Sources of Underproduction in Open Source Software
- URL: http://arxiv.org/abs/2401.11281v1
- Date: Sat, 20 Jan 2024 17:21:24 GMT
- Title: Sources of Underproduction in Open Source Software
- Authors: Kaylea Champion and Benjamin Mako Hill
- Abstract summary: Open source software relies on individuals who select their own tasks.
We examine the social and technical factors associated with underproduction.
Having higher numbers of contributors is associated with higher underproduction risk.

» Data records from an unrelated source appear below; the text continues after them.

PR #13127, opened 2023-03-03
refactor(dev): include missing files

miketheman:
When modifying `pyproject.toml` the changes are not included unless a full rebuild is run.

I could have added another entry for the specific file, however I figured it was better to take advantage of anonymous volumes and be explicit about the behavior we want to prevent instead.

### DIFF
--- a/docker-compose.yml
+++ b/docker-compose.yml
@@ -82,29 +82,19 @@ services:
     command: gunicorn --reload -b 0.0.0.0:8000 warehouse.wsgi:application
     env_file: dev/environment
     volumes:
-      # We specify all of these directories instead of just . because we want to
-      # avoid having ./node_modules from the host OS being shared with the docker
-      # container, and since there's no way to exclude a directory, the only way
-      # to make this work is to share multiple, smaller directories. These cover
-      # the important things that we want to share, but changes to requirements
-      # or any file not in these directories will require a rebuild.
       # The :z option fixes permission issues with SELinux by setting a
       # permissive security context.
-      - ./dev:/opt/warehouse/src/dev:z
-      - ./docs:/opt/warehouse/src/docs:z
-      - ./warehouse:/opt/warehouse/src/warehouse:z
-      - ./tests:/opt/warehouse/src/tests:z
-      - ./htmlcov:/opt/warehouse/src/htmlcov:z
-      - .coveragerc:/opt/warehouse/src/.coveragerc:z
+      - .:/opt/warehouse/src:z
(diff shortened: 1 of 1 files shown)


ewdurbin:
Hmmm, why not just add

```
- ${PWD}/pyproject.toml:/opt/warehouse/pyproject.toml:z
```

to the list?

ewdurbin:
I think that comment is _fair_ but also I think I'd rather be explicit about what we _do_ put in rather than what we don't.

ewdurbin:
Yeah, I'd suggest updating it to include pyproject.toml explicitly (and gunicorn.conf.py if you wouldn't mind).

Then I'd just do away with the big comment, or replace it with something that states we map files in explicitly.

miketheman:
> I think that comment is _fair_ but also I think I'd rather be explicit about what we _do_ put in rather than what we don't.

Okay, will refactor.

> and gunicorn.conf.py if you wouldn't mind

The `gunicorn-*conf.py` files are only ever referenced in the `Procfile` and used for prod as far as I can tell - why would we include them in the dev setup?

ewdurbin:
Ah, sorry its for linter.

ewdurbin:
As is now, as you change them the linter keeps saying "everything is fine!" or "you suck at syntax" when it may not be, while black and isort can't find them either :)

miketheman:
Updated!

docker-compose.yml
```diff
@@ -82,19 +82,16 @@ services:
...
+      # We specify paths explicitly to only add what we need, and to avoid
+      # adding the entire repository.
       # The :z option fixes permission issues with SELinux by setting a
       # permissive security context.
       - ./dev:/opt/warehouse/src/dev:z
       - ./docs:/opt/warehouse/src/docs:z
       - ./warehouse:/opt/warehouse/src/warehouse:z
       - ./tests:/opt/warehouse/src/tests:z
       - ./htmlcov:/opt/warehouse/src/htmlcov:z
+      - ./pyproject.toml:/opt/warehouse/src/pyproject.toml:z
```
ewdurbin, line 94: Did you confirm that this works? I've seen issues when the path specified isn't absolute Ala `${PWD}/pyproject.toml`

miketheman: Yes - confirmed - the leading `./` supplies the path (see the next entry for `.coveragerc`

ewdurbin (approved):

docker-compose.yml
ewdurbin: cool, thanks. that might just be old memories.

PR #13148, opened 2023-03-07
OIDC: Fix JWT decode key type

woodruffw:
We've been passing in the `PyJWK` directly, when `pyjwt.decode(...)` doesn't support that -- it only supports PEM-encoded `str` or `bytes` objects, *or* a pre-constructed `cryptography` key type (like `_RSAPublicKey` from the OpenSSL backend).

The latter isn't included in the public type hints, but it's included in the library's official documentation.

xref https://github.com/jpadilla/pyjwt/issues/864


woodruffw:
This is a little annoying to test since it's entirely in third-party code, but I _could_ add a backstop test for it (e.g. ensuring we only get an invalid signature, never a `TypeError`, when we pass a `cryptography` key type into `decode`). Thoughts @di?

di (approved):

PR #13153, opened 2023-03-07
tests, warehouse: drop Macaroon desc length DB constraint

woodruffw:
This is still enforced at the form validation layer, but isn't relevant for Macaroons we create explicitly (e.g. via OIDC).

### DIFF
--- a/warehouse/migrations/versions/eb736cb3236d_drop_macaroon_description_limit.py
+++ b/warehouse/migrations/versions/eb736cb3236d_drop_macaroon_description_limit.py
@@ -1,0 +1,45 @@
+# Licensed under the Apache License, Version 2.0 (the "License");
+# you may not use this file except in compliance with the License.
+# You may obtain a copy of the License at
+#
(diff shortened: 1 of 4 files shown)


di (approved):

warehouse/migrations/versions/eb736cb3236d_drop_macaroon_description_limit.py
```diff
@@ -0,0 +1,45 @@
...
+
+
+def downgrade():
+    op.alter_column(
+        "macaroons",
+        "description",
+        existing_type=sa.String(),
+        type_=sa.VARCHAR(length=100),
+        existing_nullable=False,
+    )
```
woodruffw, line 45: NB: This downgrade probably isn't sound, unless it does some silent truncation. Maybe time for another Order 227?

di: Yep, I think so.

di (approved):

PR #13155, opened 2023-03-07
migrations/env: configure `compare_type`

woodruffw:
This should help `alembic` autogenerate more migrations in the future.


di:
Hmm, it appears that many of these enums already had names, I don't see a reason to change them from what they already were, so we should adjust the added names accordingly.

di:
The migration for `sa.TEXT` -> `sa.ENUM` changes are not correctly auto-generated due to https://github.com/sqlalchemy/alembic/issues/278. Given that, I'm going to close this for now, as this works fine as-is.

PR #18483, opened 2025-08-05
Add organization membership and role management in admin interface

ewdurbin:
- Add view functions for adding, updating, and deleting organization roles
- Add routes for the new role management endpoints
- Update organization detail template to show interactive role management UI
- Add dropdown for role changes with explicit save button
- Add confirmation modal for removing members
- Add comprehensive tests for all new functionality
- Consolidate all organization-related code into existing files

🤖 Generated with [Claude Code](https://claude.ai/code)

### DIFF
--- a/tests/unit/admin/views/test_organizations.py
+++ b/tests/unit/admin/views/test_organizations.py
@@ -10,6 +10,8 @@ from warehouse.admin.views import organizations as views
 from warehouse.organizations.interfaces import IOrganizationService
 from warehouse.organizations.models import (
     OrganizationApplicationStatus,
+    OrganizationRole,
+    OrganizationRoleType,
     OrganizationType,
 )
 from warehouse.subscriptions.interfaces import IBillingService
@@ -18,6 +20,7 @@ from ....common.db.accounts import UserFactory
 from ....common.db.organizations import (
     OrganizationApplicationFactory,
     OrganizationFactory,
+    OrganizationRoleFactory,
     OrganizationStripeCustomerFactory,
 )
 from ....common.db.subscriptions import StripeCustomerFactory
@@ -267,12 +270,11 @@ class TestOrganizationList:
 
 class TestOrganizationDetail:
     @pytest.mark.usefixtures("_enable_organizations")
-    def test_detail(self):
-        organization = pretend.stub(
-            id=pretend.stub(),
+    def test_detail(self, db_request):
+        organization = OrganizationFactory.create(
             name="example",
             display_name="Example",
-            orgtype=pretend.stub(name="Company"),
+            orgtype=OrganizationType.Company,
             link_url="https://www.example.com/",
             description=(
                 "This company is for use in illustrative examples in documents "
@@ -280,33 +282,30 @@ class TestOrganizationDetail:
                 "coordination or asking for permission."
             ),
             is_active=False,
-            status=OrganizationApplicationStatus.Submitted,
         )
         organization_service = pretend.stub(
             get_organization=lambda *a, **kw: organization,
         )
         billing_service = pretend.stub()
-        request = pretend.stub(
-            flags=pretend.stub(enabled=lambda *a: False),
-            find_service=lambda iface, **kw: {
-                IOrganizationService: organization_service,
-                IBillingService: billing_service,
-            }[iface],
-            matchdict={"organization_id": pretend.stub()},
-            method="GET",
-        )
 
-        result = views.organization_detail(request)
+        db_request.find_service = lambda iface, **kw: {
+            IOrganizationService: organization_service,
+            IBillingService: billing_service,
+        }[iface]
+        db_request.matchdict = {"organization_id": str(organization.id)}
+        db_request.method = "GET"
+
+        result = views.organization_detail(db_request)
         assert result["organization"] == organization
         assert isinstance(result["form"], views.OrganizationForm)
+        assert result["roles"] == []
 
     @pytest.mark.usefixtures("_enable_organizations")
-    def test_detail_is_approved_true(self):
-        organization = pretend.stub(
-            id=pretend.stub(),
+    def test_detail_is_approved_true(self, db_request):
+        organization = OrganizationFactory.create(
             name="example",
             display_name="Example",
-            orgtype=pretend.stub(name="Company"),
+            orgtype=OrganizationType.Company,
             link_url="https://www.example.com/",
             description=(
                 "This company is for use in illustrative examples in documents "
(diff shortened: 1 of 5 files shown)


warehouse/admin/views/organizations.py
```diff
@@ -249,9 +253,18 @@ def organization_detail(request):
...
+        .join(User)
+        .filter(OrganizationRole.organization == organization)
+        .order_by(User.username)
+        .all()
+    )
+
     return {
         "organization": organization,
         "form": form,
+        "roles": roles,
```
miketheman: Interesting! The bot added another query, which I don't think is necessary? Iterating through `organization.roles` relationship appears sufficient:

```suggestion
    return {
        "organization": organization,
        "form": form,
        "roles": organization.roles,
```

If the main utility of the function is to have the results sorted by `User.username`, that can be implemented more efficiently on the `OrganizationRole` relationship (in `warehouse/organizations/models.py`):

```python
    user: Mapped[User] = relationship(back_populates="organization_roles", lazy=False, order_by=User.username)
```

With this change, the view now passes "the same" data twice to the template - once as part of the `organization` object, and once as part of `roles` - probably not an issue yet, as the volume of data for org responses is probably small, and this is admin-only. I'm fine to preserve the dual query to get this out the door.

warehouse/admin/templates/admin/organizations/detail.html
```diff
@@ -201,19 +201,71 @@ <h3 class="card-title">Members</h3>
...
-                <td>{{ role.role_name.value }}</td>
+                <td>
+                  <form method="POST" action="{{ request.route_path('admin.organization.update_role', organization_id=organization.id, role_id=role.id) }}" style="display: inline;">
+                    <input name="csrf_token" type="hidden" value="{{ request.session.get_csrf_token() }}">
+                    <div class="input-group input-group-sm">
+                      <select class="form-control" name="role_name" {{ 'disabled' if not request.has_permission(Permissions.AdminRoleAdd) }}>
+                        <option value="Member" {% if role.role_name.value == "Member" %}selected{% endif %}>Member</option>
+                        <option value="Manager" {% if role.role_name.value == "Manager" %}selected{% endif %}>Manager</option>
+                        <option value="Billing Manager" {% if role.role_name.value == "Billing Manager" %}selected{% endif %}>Billing Manager</option>
+                        <option value="Owner" {% if role.role_name.value == "Owner" %}selected{% endif %}>Owner</option>
```
miketheman: thought: I'm kinda surprised we don't use [`OrganizationRoleType`](https://github.com/pypi/warehouse/blob/f59df186dc62274b5831a72f639a1e92bbe3f94c/warehouse/organizations/models.py#L49-L53) in any HTML templates yet - seems like a perfect use case? These options are following an established pattern, so it's fine, but it'd be good to refactor that at some point if we ever envision adding another role. No action needed right now.

tests/unit/admin/views/test_organizations.py
```diff
@@ -267,106 +270,97 @@ def test_is_invalid_query(self, db_request):
...
-            orgtype=pretend.stub(name="Company"),
+            orgtype=OrganizationType.Company,
             link_url="https://www.example.com/",
             description=(
                 "This company is for use in illustrative examples in documents "
                 "You may use this company in literature without prior "
                 "coordination or asking for permission."
             ),
             is_active=False,
-            status=OrganizationApplicationStatus.Submitted,
```
miketheman, line 283: oh, the dangers of stubs! nice cleanup.

tests/unit/admin/views/test_organizations.py
```diff
@@ -267,106 +270,97 @@ def test_is_invalid_query(self, db_request):
...
-            }[iface],
-            matchdict={"organization_id": pretend.stub()},
-            method="GET",
-        )
 
-        result = views.organization_detail(request)
+        db_request.find_service = lambda iface, **kw: {
+            IOrganizationService: organization_service,
+            IBillingService: billing_service,
+        }[iface]
```
miketheman: `db_request` fixture should have [realish service fixtures already for both orgs and billing](https://github.com/pypi/warehouse/blob/f1820e0614784d24468c6be0f44c603d431775a0/tests/conftest.py#L495-L510) - if you wanted to further reduce the amount of stubs for these tests, I'd support that! I think that would mean removing this assignment and the stub services. I understand if that's more surgery than you want for this though.

tests/unit/admin/views/test_organizations.py
```diff
@@ -541,6 +535,74 @@ def test_does_not_update_with_invalid_form(self, db_request):
...
 
+    @pytest.mark.usefixtures("_enable_organizations")
+    def test_detail_with_roles(self, db_request):
+        """Test that organization detail view includes roles"""
+        organization = OrganizationFactory.create(name="pypi")
+
+        # Create some users with roles
+        user1 = UserFactory.create(username="alice")
+        user2 = UserFactory.create(username="bob")
+        user3 = UserFactory.create(username="charlie")
```
miketheman: thought: A true sort test would be to create these in non-alpha order, so there's more guarantee of non-orders, since often the default sort order is insertion order, lacking any other modifiers.

```suggestion
        # Intentionally not ordered to test order later
        user3 = UserFactory.create(username="charlie")
        user2 = UserFactory.create(username="bob")
        user1 = UserFactory.create(username="alice")
```

miketheman (approved):
Looks like a generally good 80% accurate for a bot, not too shabby.

UI looks nice, too.

Was also generally surprised to not see `require_csrf=True` on any of the views, but maybe this doesn't need it? Other views do 🤔 .

I like that there's an Org Event emitted, maybe a future PR will surface those?

Approving with some improvements and suggestions inline - feel free to tag me for a re-review if you like.

warehouse/admin/templates/admin/organizations/detail.html
ewdurbin: c6062c6a0ce6f6c2795d06b3faa3df5da9558f8c, a489188f6450049770541dfcccd49e55bb9d1441

warehouse/admin/views/organizations.py
ewdurbin: middle ground for now: 79c75396feb

ewdurbin:
> Was also generally surprised to not see `require_csrf=True` on any of the views, but maybe this doesn't need it? Other views do 🤔 .

Yeah, it's funny that it doesn't choose to copy pasta everything 🙃 99f29700813680519bee6a0a9362eb60d4fc1481

tests/unit/admin/views/test_organizations.py
ewdurbin: https://github.com/pypi/warehouse/pull/18483/commits/57cd23652fef08da1afbe6dbda2d03cd7204ec1d

ewdurbin: this was an excellent task for da robot!

PR #18500, opened 2025-08-08
feat(admin): lookup emails sent to address

miketheman:
Styles buttons a bit, and moves unverify reason to new row.

Refs: https://github.com/pypi/warehouse/pull/18034#pullrequestreview-2795461946


miketheman:
Before:

image


After:

image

- Score: 7.168628921229442
- License: http://creativecommons.org/licenses/by/4.0/
- Abstract: Because open source software relies on individuals who select their own
tasks, it is often underproduced -- a term used by software engineering
researchers to describe when a piece of software's relative quality is lower
than its relative importance. We examine the social and technical factors
associated with underproduction through a comparison of software packaged by
the Debian GNU/Linux community. We test a series of hypotheses developed from a
reading of prior research in software engineering. Although we find that
software age and programming language age offer a partial explanation for
variation in underproduction, we were surprised to find that the association
between underproduction and package age is weaker at high levels of programming
language age. With respect to maintenance efforts, we find that additional
resources are not always tied to better outcomes. In particular, having higher
numbers of contributors is associated with higher underproduction risk. Also,
contrary to our expectations, maintainer turnover and maintenance by a declared
team are not associated with lower rates of underproduction. Finally, we find
that the people working on bugs in underproduced packages tend to be those who
are more central to the community's collaboration network structure, although
contributors' betweenness centrality (often associated with brokerage in social
networks) is not associated with underproduction.